Your answer should show every line of the material below that includes "have".
BEGIN RECORDS SHOWN
Issue #323, opened 2021-11-30
Create Fluent Query API for AssetIndex etc.


paullatzelsperger:
This is an improvement of the current `Criterion` that is used to submit queries. 

## Problem statement
The main problem with the Criterion API is that the user has to supply valid operators and operands. Valid as in "valid in the database's dialect". So the query syntax is dependent on the DB implementation.

For example, submitting an `"IN"`-query to an SQL-style DB would require the right-hand operand to be a valid list of values complete with brackets and commas, resulting in `someValue IN ('value1', 'value2', ...'valueN')`. 
In addition, the user needs to know the data type of the left-hand operand, because that influences, whether the single quotation marks are necessary or not.

## Proposition
In order to improve on that I propose an explicit query API with the following properties:
- offers a small but specific set of operands (e.g. `equals`, `in`, `gt`, `lt`, `geq`, `leq`)
- type safety: the type of the left-hand operand is known either through a schema or through a parameter, thus we can validate the operator and the right-hand operator
- fluent
- extensible: there is a possibility to supply "raw" queries, that are not checked and that is tunneled through to the data store more or less directly.
- serializable: makes it possible to transmit a query easily over the wire

### String Equals
```java
var query = QueryBuilder.newQuery()
                         .where("someProp").havingType(String.class)
                         .eq("someValue").build();
```

### String in 
```java
var query = QueryBuilder.newQuery()
                         .where("someProp").havingType(String.class)
                         .in("value1", "value2", "value3")
                         .build();
```
### Greater-Than with Schema
```java
org.eclipse.dataspaceconnector.spi.types.domain.schema.Schema schema = ...; //obtain Schema, e.g. from JSON Schema
var query = QueryBuilder.newQuery()
                         .where("someProp").havingSchema(schema)
                         .gt(420)
                         .build();
```

jimmarino:
Nice and succinct +1

PR #1021, opened 2022-03-30
AssetIndex: add support for `QuerySpec` filtering

### LINKED ISSUE #1014: AssetIndex: add support for `QuerySpec` filtering for the SQL-impl.
# Feature Request

For the AssetIndex we do in fact need the full `QuerySpec` filtering support, because here that's not used for paging etc. but for the Offer creation process. Currently, the SQL-based implementation only uses the `limit` and `offset` parameters, which must be improved.

AssetIndex, ContractOffer creation

When creating offers, the provider must be able to fetch all `Assets` for a `ContractDefinition` using the `AssetSelectorExpression`.

## Type of Issue
(Urgent) Enhancement to #984 

## Checklist

paullatzelsperger:
## What this PR changes/adds

Adds support for `QuerySpec` filtering and `AssetSelectorExpression`, i.e. filtering on Asset properties.

## Why it does that

This is necessary for generating and validating `ContractOffer`s.

## Further notes

- Currently not all operators support prepared statements, e.g., the `IN` operator.
- sorting is not yet implemented

## Linked Issue(s)

Closes #1014 

## Checklist

### DIFF
--- a/extensions/sql/asset/index/src/main/java/org/eclipse/dataspaceconnector/sql/asset/index/SqlAssetIndex.java
+++ b/extensions/sql/asset/index/src/main/java/org/eclipse/dataspaceconnector/sql/asset/index/SqlAssetIndex.java
@@ -9,6 +9,7 @@
  *
  *  Contributors:
  *       Daimler TSS GmbH - Initial API and Implementation
+ *       Microsoft Corporation - added full QuerySpec support
  *
  */
 
@@ -22,6 +23,7 @@ import org.eclipse.dataspaceconnector.spi.asset.AssetIndex;
 import org.eclipse.dataspaceconnector.spi.asset.AssetSelectorExpression;
 import org.eclipse.dataspaceconnector.spi.asset.DataAddressResolver;
 import org.eclipse.dataspaceconnector.spi.persistence.EdcPersistenceException;
+import org.eclipse.dataspaceconnector.spi.query.Criterion;
 import org.eclipse.dataspaceconnector.spi.query.QuerySpec;
 import org.eclipse.dataspaceconnector.spi.transaction.TransactionContext;
 import org.eclipse.dataspaceconnector.spi.transaction.datasource.DataSourceRegistry;
@@ -33,16 +35,20 @@ import java.sql.Connection;
 import java.sql.ResultSet;
 import java.sql.SQLException;
 import java.util.AbstractMap;
+import java.util.ArrayList;
 import java.util.HashMap;
-import java.util.LinkedList;
+import java.util.List;
 import java.util.Objects;
 import java.util.stream.Collectors;
 import java.util.stream.Stream;
 import javax.sql.DataSource;
 
+import static java.lang.String.format;
 import static org.eclipse.dataspaceconnector.sql.SqlQueryExecutor.executeQuery;
 
 public class SqlAssetIndex implements AssetLoader, AssetIndex, DataAddressResolver {
+
+    private static final List<String> SUPPORTED_PREPARED_STATEMENT_OPERATORS = List.of("=", "like");
 
     private final ObjectMapper objectMapper;
     private final DataSourceRegistry dataSourceRegistry;
@@ -67,7 +73,7 @@ public class SqlAssetIndex implements AssetLoader, AssetIndex, DataAddressResolv
             transactionContext.execute(() -> {
                 try {
                     if (existsById(asset.getId(), connection)) {
-                        throw new EdcPersistenceException(String.format("Cannot persist. Asset with ID '%s' already exists.", asset.getId()));
+                        throw new EdcPersistenceException(format("Cannot persist. Asset with ID '%s' already exists.", asset.getId()));
                     }
 
                     executeQuery(connection, sqlAssetQueries.getSqlAssetInsertClause(),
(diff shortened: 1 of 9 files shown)


DominikPinsel (changes requested):

extensions/sql/asset/index/src/main/java/org/eclipse/dataspaceconnector/sql/asset/index/SqlAssetIndex.java
```diff
@@ -193,34 +215,67 @@ public DataAddress resolveForAsset(String assetId) {
...
+        return format(" WHERE %s", String.join(" AND ", subSelects));
+    }
+
+    /**
+     * Converts a {@linkplain Criterion} into a dynamically assembled SELECT statement.
+     */
+    private String toSubSelect(Criterion c) {
+        return format("%s %s %s)", sqlAssetQueries.getQuerySubSelectClause(), c.getOperator(),
+                (supportsPreparedStatement(c) ? "?" : c.getOperandRight()));
+    }
```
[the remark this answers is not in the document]
paullatzelsperger: this is clearly stated in the PR description as a known issue.

ndr-brt:
Why don't force a `Criterion` object to have a `Collection` as the right operand instead of a string and then build the `subSelect` for the "in" criterion as "leftoperand IN (?, ?, ? ..." with a question mark for every collection item. 
This will probably avoid the sql injection issue from the bottom. (because, doing so, every operator will support prepared statement operators)

paullatzelsperger:
@ndr-brt there is already an issue to improve the `Criterion` API (#323), which could be used to tackle that. 
As an intermediate fix, we could use a `List` as `rightOperand` - the `Criterion` would support that already, since it uses `Object`s. However, the store would then explicitly have to check for that, which seems like a fair trade-off. WDYT?

ndr-brt:
@paullatzelsperger the issue is known so no hurry with this, we can address it to #323

ndr-brt (approved):

paullatzelsperger:
@ndr-brt I saw you already approved, but in the meantime I added handling for `IN` operators in [this commit](https://github.com/eclipse-dataspaceconnector/DataSpaceConnector/pull/1021/commits/210575801785f029cfe73c936f3895d4f4cadd4d). Care to take a look?

ndr-brt (approved):
looks good!

extensions/sql/asset/index/src/main/java/org/eclipse/dataspaceconnector/sql/asset/index/SqlAssetIndex.java
```diff
@@ -127,23 +125,53 @@ public Asset deleteById(String assetId) {
...
+
     @Override
     public Stream<Asset> queryAssets(AssetSelectorExpression expression) {
         Objects.requireNonNull(expression);
 
-        return getAssetStream(sqlAssetQueries.getSqlAssetListClause());
+        var criteria = expression.getCriteria();
+        var querySpec = QuerySpec.Builder.newInstance().filter(criteria)
+                .offset(0)
+                .limit(Integer.MAX_VALUE) // means effectively no limit
```
Izzzu, line 142: Would it make sense to have limit in QuerySpec initialised by default with  Integer.MAX_VALUE (effectively no limit)? I see now it's 50

paullatzelsperger: i don't think so, because this is really a specific case: we want the `LIMIT ` clause there so as not to complicate the statement generation even more, but effectively there shouldn't be a limit. 
The `QuerySpec` should definitely have sane defaults that don't bork the database :)

extensions/sql/asset/index/src/main/java/org/eclipse/dataspaceconnector/sql/asset/index/SqlAssetIndex.java
```diff
@@ -127,23 +125,53 @@ public Asset deleteById(String assetId) {
...
     public Stream<Asset> queryAssets(QuerySpec querySpec) {
         Objects.requireNonNull(querySpec);
 
-        var query = String.format("%s LIMIT %s OFFSET %s",
-                sqlAssetQueries.getSqlAssetListClause(),
-                querySpec.getLimit(),
-                querySpec.getOffset());
 
-        return getAssetStream(query);
+        var conditions = querySpec.getFilterExpression().stream().map(SqlConditionExpression::new).collect(Collectors.toList());
```
Izzzu, line 152: Is it possible that this piece of code can be reused in different stores? 
Maybe it would be worth to extract it to separate class (called eg. SQLQueryResolver) that would implement QueryResolver interface. See eg. ReflectionBasedQueryResolver.
_[I see the PR was just merged but will leave the comment for future reference]_

paullatzelsperger: again, this is really specific to the `AssetIndex`, where all the properties are located in a separate table. However, I'm sure we can extract some useful code when we need it, especially the `SqlConditionExpression`, which "parses" the `Criterion`

extensions/sql/asset/index/src/main/java/org/eclipse/dataspaceconnector/sql/asset/index/SqlAssetIndex.java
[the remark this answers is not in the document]
paullatzelsperger: ...and on top of it I put a temp fix in.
END RECORDS SHOWN
■ SOLUTION ■
Why don't force a `Criterion` object to have a `Collection` as the right operand instead of a string and then build the `subSelect` for the "in" criterion as "leftoperand IN (?, ?, ? ..." with a question mark for every collection item. 
As an intermediate fix, we could use a `List` as `rightOperand` - the `Criterion` would support that already, since it uses `Object`s. However, the store would then explicitly have to check for that, which seems like a fair trade-off. WDYT?
Izzzu, line 142: Would it make sense to have limit in QuerySpec initialised by default with  Integer.MAX_VALUE (effectively no limit)? I see now it's 50
The `QuerySpec` should definitely have sane defaults that don't bork the database :)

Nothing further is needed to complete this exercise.